Hotels Adapting to Guests More Fixated on Experiences Than Lodging 

As years progress, so do trends and the tastes of those consumers following them. The hospitality industry, specifically hotels, are on the frontlines of hosting guests and most of the time unsuccessfully catering to the “modern” consumer. In 2018, the modern consumer wants fast, accurate, and exciting. This kind of attitude has been driving hotel chains to refocus their attention from standard hospitality practices to a more modern, high-tech approach that is attracting one of the biggest markets for travel and hospitality worldwide: millennials.

The key trend to look at in modern day hospitality is the technology and the incredible capacity it has to completely revolutionize the guest experience. Hotel giants like Hilton and Marriott are two prime examples of trendsetters utilizing the power of technology and creative thinking to begin using mobile apps as virtual keys—virtually ending the nightmares that have anguished every hotel guest who leaves their hotel key next to their credit card or loses it at the beach under a coconut tree. E-Keys, however, are just the beginning of the technological revolution happening within the hospitality industry. Concepts like AI integrated “Smart Rooms” that go as far as having “interactive corridors that respond to gestures” and eco-friendly features like motion sensor and LED lighting show the futuristic strides currently being made.

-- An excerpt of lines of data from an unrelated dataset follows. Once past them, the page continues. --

PR #889, opened 2015-10-12
Crypto message digest

barbieri:
Add crypto subsystem with message-digest support using openssl or linux kernel api.

unfortunately the linux kernel API uses socket() that is not poll() friendly, thus a worker thread is used (or a timer if it's not enabled).

The non-threaded approach doesn't try to segment load, thus if a big blob is used it will take some time and may block the main loop. We can improve this later by limiting the feed size if its required.

Please check @lpereira @ceolin @ibriano and @ulissesf.


barbieri:
did a push with some fixes and md5sum.c, I guess nobody did the review during the holiday :-D

src/lib/crypto/Kconfig
```diff
@@ -0,0 +1,41 @@
...
+	depends on FEATURE_CRYPTO_MESSAGE_DIGEST
+	default CRYPTO_MESSAGE_DIGEST_LINUX_KCAPI if LINUX
+	help
+            Message Digest algorithms will take a byte stream and
+            compute a hash that may be used to later validate the
+            identity. Even the smallest variation of the input data
+            will have an avalanche effect that drastically change the
+            output data.
+
+            Common Message Digest algorithms are CRC32, MD5, SHA1,
```
lpereira: Associating `CRC32` with crypto is quite funny. Please make a note that `MD5` and `SHA1` should not be used unless required for interoperability. They've been broken for a while. Even `SHA256` is beginning to show its age.

src/lib/crypto/Kconfig
```diff
@@ -0,0 +1,41 @@
...
+            This implementation will use the Kernel-Userspace interface
+            provided by Linux. Linux implementation are often very optimized
+            and in some case are hardware-accelerated.
+
+config CRYPTO_MESSAGE_DIGEST_OPENSSL
+	bool "OpenSSL"
+	depends on HAVE_OPENSSL && FEATURE_CRYPTO_MESSAGE_DIGEST
+	select CRYPTO_MESSAGE_DIGEST
+	help
+            This implementation will use OpenSSL.
```
lpereira: Maybe only require `libcrypto` here instead of the full OpenSSL stack?

src/lib/crypto/sol-message-digest-impl-linux-kcapi.c
```diff
@@ -0,0 +1,957 @@
...
+    } req;
+    struct sockaddr_nl snl = {
+        .nl_family = AF_NETLINK,
+    };
+    struct iovec iov;
+    struct msghdr msg;
+    bool ret = false;
+    int fd;
+
+    fd =  socket(AF_NETLINK, SOCK_RAW, NETLINK_CRYPTO);
```
lpereira: `SOCK_RAW | SOCK_CLOEXEC` ?

src/lib/crypto/sol-message-digest-impl-linux-kcapi.c
```diff
@@ -0,0 +1,957 @@
...
+                    SOL_DBG("message digest algorithm \"%s\" digest_size=%zd",
+                        info->name, info->digest_size);
+                    ret = true;
+                    break;
+                }
+            }
+        }
+    }
+
+error_sendmsg:
```
lpereira: If all error paths are the same, why not just a single cleanup label?

src/lib/crypto/sol-message-digest-impl-linux-kcapi.c
```diff
@@ -0,0 +1,957 @@
...
+    pd->blob = input;
+    pd->is_digest = false;
+
+    _sol_message_digest_unlock(handle);
+    sol_worker_thread_feedback(handle->thread);
+    return;
+
+error:
+    _sol_message_digest_unlock(handle);
+    sol_blob_unref(input); /* this may cause problems if main thread changes blob refcnt */
```
lpereira: Maybe it is the case we `assert(pthread_self() is the correct thread)`?

src/lib/crypto/sol-message-digest-impl-openssl.c
```diff
@@ -0,0 +1,780 @@
...
+            config->api_version, SOL_MESSAGE_DIGEST_CONFIG_API_VERSION);
+        return NULL;
+    }
+
+    if (!did_openssl_load_digests) {
+        OpenSSL_add_all_digests();
+        did_openssl_load_digests = true;
+    }
+
+    md = EVP_get_digestbyname(config->algorithm);
```
lpereira: Wouldn't it be a good idea to standardize the digest names in order to keep the uses portable? Or are the strings exported by `kcapi` the same supported by `libcrypto`?

Maybe a `sol_str_table` with a fallback to NULL, where it would then be sent to the implementation to decide?

src/samples/crypto/message-digest.c
```diff
@@ -0,0 +1,297 @@
...
+    struct timespec elapsed;
+    double size, rate, seconds;
+    const char *s_unit, *r_unit;
+
+    sol_util_timespec_sub(&now, &ctx->start, &elapsed);
+    seconds = elapsed.tv_sec + (double)elapsed.tv_nsec / NSEC_PER_SEC;
+
+    size = amount;
+    if (size >= 1.0e9) {
+        s_unit = "Gb";
```
lpereira: Gigabit?

lpereira:
It's a large code dump and I can't possibly review every nook and cranny without spending a lot of time. I'd say that, from a cursory glance, it looks good, sans a few nits.

ibriano:
Nothing to add to what @lpereira said, looks good overall.

src/lib/crypto/sol-message-digest-impl-linux-kcapi.c
barbieri: oops, did forget about it.

src/lib/crypto/sol-message-digest-impl-linux-kcapi.c
barbieri: could be, but I like this way to keep it explicit when I was writing.

src/lib/crypto/sol-message-digest-impl-linux-kcapi.c
barbieri: it won't be the correct thread, we're from a worker thread trying to unref the input blob... this should happen from the main thread, but we can't allocate memory to append this request for the main thread -- it's a cumbersome situation.

The other way is to leak the input blob.

src/lib/crypto/sol-message-digest-impl-openssl.c
barbieri: most match and I'm documenting the standard names are those for the kcapi.

we can't simply use a translation table as openssl uses another set of functions for HMAC, thus we need to "parse" the string `"hmac(sha1)"` and `EVP_get_digestbyname("sha1")` then use the HMAC function to create the digest handle.

barbieri:
granted it grew bigger than I wondered... my initial implementation based solely on `sol_fd` was smaller, but the fscking crypto api doesn't behave like I wished and thus I had to do the thread version... to later realize it wasn't available everywhere then I did the timer, then the mess was big enough.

Hotels must take into consideration why guests are even in the city or town to begin with. Millennials are known for buying “Spiritual Journeys” through Kingston, Jamaica rather than putting money aside in a 401k or any kind of savings account for that matter. Executives and hospitality experts are beginning to take notice, with reports going so far as to say “Based on their travel behaviors and attitudes, Millennials are emerging as one of the most valuable population segments for the growing US travel industry.” With that kind of attitude and money to burn, the big hotel chains are trying to broaden their audience. Marriott recently re-introduced its “Moments” services which, through the company, helps facilitate different vacation experiences like champagne tasting or cave diving.

It seems obvious that, as with any industry, hotels must adapt to the people occupying them. With the increasing implementation of “smart” systems throughout the hotel hierarchy, guests are experiencing better stays and management is operating as efficiently as ever. The rise of the millennial consumer, however, should not be overshadowed. Not only are consumer tastes changing, but the hospitality industry is also now being introduced to a brand new consumer base that unfortunately holds no loyalty to a brand that hasn’t been modernized to cater to their needs.